## Assignment
In the listing below, a line holding "Cost is ~21KB on the asset." and a line holding "## Colour choice" mark the range. Retype both exactly, with all lines between them.
------
PR #3935, opened 2026-09-08
fix(client): credit Annie Hsu on the 404 illustration

gorkem-bwl:
The sushi artwork on the 404 page was designed by **Annie Hsu** and carried no attribution. This adds her name to the bottom-right of the illustration, in a script face at a size that reads as a signature rather than a label.

## Why outlines rather than a font

The glyphs are embedded as vector paths, not a `<text>` element with a `font-family`.

The asset is loaded through an `` tag (`client/src/Pages/NotFound/index.tsx:1`), and an ``-loaded SVG cannot fetch external resources — a web font would silently fall back to whatever cursive face the viewer happens to have, which differs on every platform. Outlines render identically everywhere, and stay sharp at any size in a way a raster export would not.

Cost is ~21KB on the asset.

## Diff

One file. The first commit adds the signature (4 insertions, 1 deletion — the deletion is the closing `</svg>` moving down a line); the second changes one character of the fill colour.

## Testing

Rendered and checked at the page's own `max-height: 25rem` on **both** theme backgrounds. The signature sits clear of the artwork, and the illustration is otherwise untouched — no existing paths were modified.

## Colour choice

The app swaps the whole tree between `lightTheme` and `darkTheme` at `client/src/App.tsx:25`, and the 404 page renders under both. The signature colour has to work on each:

| | on dark `#151518` | on light `#F6F8F7` |
|---|---|---|
| `#9a9a9a` (first pass) | 6.48:1 | **2.64:1** — washed out |
| `#787878` (shipped) | 4.13:1 | 4.14:1 |

`#787878` was chosen by maximising the *worse* of the two contrasts rather than tuning for either ground, so it reads as a signature in both modes without becoming heavy enough to compete with the artwork.


ajhollid (approved):
🚀   Thank you @gorkem-bwl !

PR #3943, opened 2026-09-11
fix(docker): bump MongoDB to 8.2 so the stack starts on Linux 6.19+ kernels

### LINKED ISSUE #3842: MongoDB fails to start on Linux kernel 6.19+ / 7.0.x (SERVER-121912) - app returns 502, DB connection refused
After upgrading my host to a newer Linux kernel (Proxmox VE 9, kernel `7.0.14-12-pve` - Proxmox 8 goes out of support on 31st August 2026 and Proxmox 9.2, which is the current version, ships by default with trixie kernel 7.0.14), Checkmate started returning 502. The Checkmate server was up but could not reach MongoDB, logging repeated `connect ECONNREFUSED 127.0.0.1:27017`. The root cause is not Checkmate itself but a known MongoDB issue: MongoDB 8.0+ refuses to start on Linux kernel 6.19 and newer due to a TCMalloc/rseq incompatibility, exiting at startup with:

```
MongoDB cannot start: Linux kernel versions 6.19 and newer has a known incompatibility with this version of MongoDB. See https://jira.mongodb.org/browse/SERVER-121912 for more information.
```

## Environment

Checkmate installed via the Proxmox community-scripts LXC (Debian container)
MongoDB 8.0.28, then updated to 8.0.29 - both are affected
Host kernel: `7.0.14-12-pve`

## What I tried that did NOT work

Updating MongoDB within the 8.0 series (8.0.28 to 8.0.29): still gated. The startup check in these builds still blocks 6.19+ and does not yet recognise fixed kernels.
Setting `GLIBC_TUNABLES=glibc.pthread.rseq=0`: no effect.

## What DID work

A systemd drop-in that sets the rseq tunable to 1 for the mongod service:

```
mkdir -p /etc/systemd/system/mongod.service.d
cat <<EOF >/etc/systemd/system/mongod.service.d/rseq.conf
[Service]
Environment=GLIBC_TUNABLES=glibc.pthread.rseq=1
EOF
systemctl daemon-reload
systemctl restart mongod
```

After this, mongod starts normally and Checkmate reconnects. I confirmed it survives a full host reboot.

For Docker Compose deployments, the equivalent is adding to the mongo service:

```
environment:
  GLIBC_TUNABLES: "glibc.pthread.rseq=1"
```

## Suggestion

It may be worth documenting this in the README/troubleshooting, since anyone on a current kernel (Debian 13, Ubuntu 26.04, Proxmox VE 9, Fedora 43+) will hit it. This is a temporary workaround; the real fix won't land until MongoDB ships a patched TCMalloc. But this has been ongoing since May, meanwhile it's now middle of August and no progress on that.

## Sources

MongoDB Jira SERVER-121912 (TCMalloc rseq bug): https://jira.mongodb.org/browse/SERVER-121912
MongoDB 8.0 release notes (affected kernel range 6.19 through 7.0.13): https://www.mongodb.com/docs/manual/release-notes/8.0/

usualdesigner:
## Describe your changes

Bumps the MongoDB image from `mongo:8.0` to `mongo:8.2` in both Compose files, and in the two documented `docker run` dev-database commands.

Fixes #3842.

`mongo:8.0` refuses to start on Linux kernels **6.19 through 7.0.13** — the TCMalloc it vendors violates the upstream rseq ABI, so MongoDB detects those kernels and exits during startup ([MongoDB 8.0 release notes](https://www.mongodb.com/docs/manual/release-notes/8.0/), SERVER-121912). Since the Compose files gate `checkmate` on `mongodb: condition: service_healthy`, the whole stack never comes up: MongoDB crash-loops and `checkmate` sits in `Created`. That is the 502 in #3842, and it now hits anyone on Debian 13, Ubuntu 26.04, Proxmox VE 9 or Fedora 43+.

**8.2 has no kernel gate at all.** Grepping the shipped binaries:

| | `mongo:8.0` (8.0.30) | `mongo:8.2` (8.2.12) |
|---|---|---|
| `"known incompatibility with this version of MongoDB"` | 1 | **0** |
| `"6.19"` | 1 | **0** |
| `SERVER-121912` | 1 | **0** |

SERVER-121912 is closed as *Gone away* — the rseq violation was fixed upstream in TCMalloc — and SERVER-125742 removed the startup gate. 8.2 is also already what this project pins in `docs/hosting/checkmate-so/docker-compose.yaml`, so it is not a new dependency for the team.

## Why not the `GLIBC_TUNABLES` workaround

#3842 documents `GLIBC_TUNABLES=glibc.pthread.rseq=1`, and it does make 8.0 start — I verified that too. I deliberately did **not** submit that, because on 6.19–7.0.13 the crash the gate prevents is real: forcing rseq on keeps users on the unfixed allocator and swaps a loud refusal at startup for a latent memory-allocator bug at runtime. It is the right emergency fix for someone who cannot change images today; it is the wrong thing to ship as the default. The reporter says as much in the issue — *"the real fix won't land until MongoDB ships a patched TCMalloc"*. It has now landed, in 8.2.

## Testing

Ubuntu 26.04.1 LTS, kernel `7.0.0-1011-gcp` (inside the affected range), Docker 29.8.0. Same host, back to back, `docker/docker-compose.yaml` with nothing else changed.

**Before**

```
checkmate   created       Created
mongodb     restarting    Restarting (1)

mongodb-1  | "msg":"MongoDB cannot start: Linux kernel versions 6.19 and newer
              has a known incompatibility with this version of MongoDB."
$ curl http://localhost:52345/   ->  connection refused
```

**After**

```
checkmate   running    Up About a minute (healthy)
mongodb     running    Up About a minute (healthy)

mongodb-1  | "msg":"Waiting for connections","attr":{"port":27017,"ssl":"off"}
$ curl http://localhost:52345/   ->  200   <title>Checkmate</title>
$ mongosh --eval 'db.version()'  ->  8.2.12
```

**Upgrade and rollback for existing installs** — on a volume written by 8.0:

- `mongo:8.2` opens it, `featureCompatibilityVersion` stays `8.0`, documents intact.
- Putting `mongo:8.0` back afterwards still starts and still reads the data.

So this is a tag change for existing deployments, not a data migration, and it is reversible as long as nobody runs `setFeatureCompatibilityVersion: "8.2"`.

The existing `mongosh` healthcheck passes unchanged, so nothing else in either file needed touching.

## Checklist

- [x] Tested locally and confirmed the change works
- [x] Related issue referenced (#3842)
- [x] Addresses only one topic
- [x] No user-facing strings, styling or UI changed — no screenshots apply
- [ ] Issue assigned to me — I can't self-assign; happy for a maintainer to do it

`lint` / `format-check` / `build` are unaffected: this touches no files under `client/` or `server/`. The two remaining `mongo:8.0` strings in the repo are mock container fixtures in `server/test/unit`, deliberately left alone.

## Note on overlap

#3878 also edits both Compose files, but only the `healthcheck:` line, while this touches only `image:`. They shouldn't conflict, and I'm happy to rebase on whichever lands first.

### DIFF
--- a/CLAUDE.md
+++ b/CLAUDE.md
@@ -37,7 +37,7 @@ npm run format           # Prettier formatting
 ```bash
 docker build -f docker/Dockerfile -t checkmate .          # build the mono image (server + built client)
 docker compose -f docker/dev/docker-compose.yaml up       # local full stack (builds image, runs mongo + worker)
-docker run -d -p 27017:27017 -v uptime_mongo_data:/data/db --name uptime_database_mongo mongo:8.0   # just a dev database
+docker run -d -p 27017:27017 -v uptime_mongo_data:/data/db --name uptime_database_mongo mongo:8.2   # just a dev database
 ```
 
 ## Environment Setup
--- a/CONTRIBUTING.md
+++ b/CONTRIBUTING.md
@@ -91,7 +91,7 @@ cd Checkmate
 Run MongoDB container:
 
 ```bash
-docker run -d -p 27017:27017 -v uptime_mongo_data:/data/db --name uptime_database_mongo mongo:8.0
+docker run -d -p 27017:27017 -v uptime_mongo_data:/data/db --name uptime_database_mongo mongo:8.2
 ```
 
 #### Step 3: Set Up the Backend (Server)
--- a/docker/dev/docker-compose.yaml
+++ b/docker/dev/docker-compose.yaml
@@ -39,7 +39,7 @@ services:
       mongodb:
         condition: service_healthy
   mongodb:
-    image: mongo:8.0
+    image: mongo:8.2
     restart: always
     ports:
       - "27017:27017"
--- a/docker/docker-compose.yaml
+++ b/docker/docker-compose.yaml
@@ -29,7 +29,7 @@ services:
         condition: service_healthy
 
   mongodb:
-    image: mongo:8.0
+    image: mongo:8.2
     restart: always
     command: ["mongod", "--quiet", "--bind_ip_all"]
     volumes:


usualdesigner:
Closing this — **my recommendation was wrong, and merging it would have made things worse.** Sorry for the noise; the evidence I missed is below, because it invalidates several workarounds circulating for #3842, not just mine.

I claimed 8.2 "has no kernel gate, therefore it carries the fix." I had the causation backwards. The gate was *introduced* partway through the 8.0 line, and I only checked builds on one side of it:

```
mongo:8.0.12   gate absent
mongo:8.0.20   gate absent
mongo:8.0.28   gate present
mongo:8.0.29   gate present
mongo:8.0.30   gate present
mongo:8.2.12   gate absent     <- what this PR pinned
mongo:8.3.9    gate present    <- current mongo:8 and mongo:latest
```

8.2 is an EOL rapid-release series — it is absent from MongoDB's release-notes index, which lists 8.3 as current and 8.0 as the previous stable. Its last build simply predates the guard. It is not a fixed build; it is an **unguarded** one.

The decisive point I should have caught: **8.3.9 is newer than 8.2.12 and still gates.** If the vendored TCMalloc had been fixed, the newest release would not need the check. And MongoDB's own docs still state the remedy in kernel terms, not version terms:

> Linux kernel version 7.0.14 and later resolves this incompatibility. To run MongoDB on an affected system, upgrade to Linux kernel version 7.0.14 or later.

So pinning 8.2 would have swapped a loud, correct refusal at startup for a silent run on the buggy allocator — which is precisely the objection I raised in this PR against `GLIBC_TUNABLES=glibc.pthread.rseq=1`. Both do the same thing. My version was worse, because it looked like an upgrade.

### What this means for #3842

Every image-side workaround I can find is a guard-removal, not a fix:

- `GLIBC_TUNABLES=glibc.pthread.rseq=1` — forces rseq on under the unfixed allocator
- pinning `mongo:8.2` or an 8.0.x before .28 — predates the guard
- `mongo:8` / `mongo:latest` — resolves to **8.3.9 today, which gates and will not start at all**, so anyone following "just use `mongo:8`" gets a stack that still won't boot

On kernels **6.19 through 7.0.13** the crash is real and the guard is doing its job. The actual remedy is kernel **7.0.14+**.

That does leave a genuine gap: the failure surfaces as `checkmate` stuck in `Created` behind `condition: service_healthy` and a 502, with the cause only visible in `docker compose logs mongodb`. If a short troubleshooting note — affected kernel range, the one-line log signature, and "upgrade to 7.0.14+" — would be useful in the README or `docker/`, I'm happy to open that as a docs-only PR. That's a maintainer call, so I won't presume this time.

Verified throughout on Ubuntu 26.04.1, kernel `7.0.0-1011-gcp` (inside the affected range), Docker 29.8.0.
------
## Exercise solution
Cost is ~21KB on the asset.

## Diff

One file. The first commit adds the signature (4 insertions, 1 deletion — the deletion is the closing `</svg>` moving down a line); the second changes one character of the fill colour.

## Testing

Rendered and checked at the page's own `max-height: 25rem` on **both** theme backgrounds. The signature sits clear of the artwork, and the illustration is otherwise untouched — no existing paths were modified.

## Colour choice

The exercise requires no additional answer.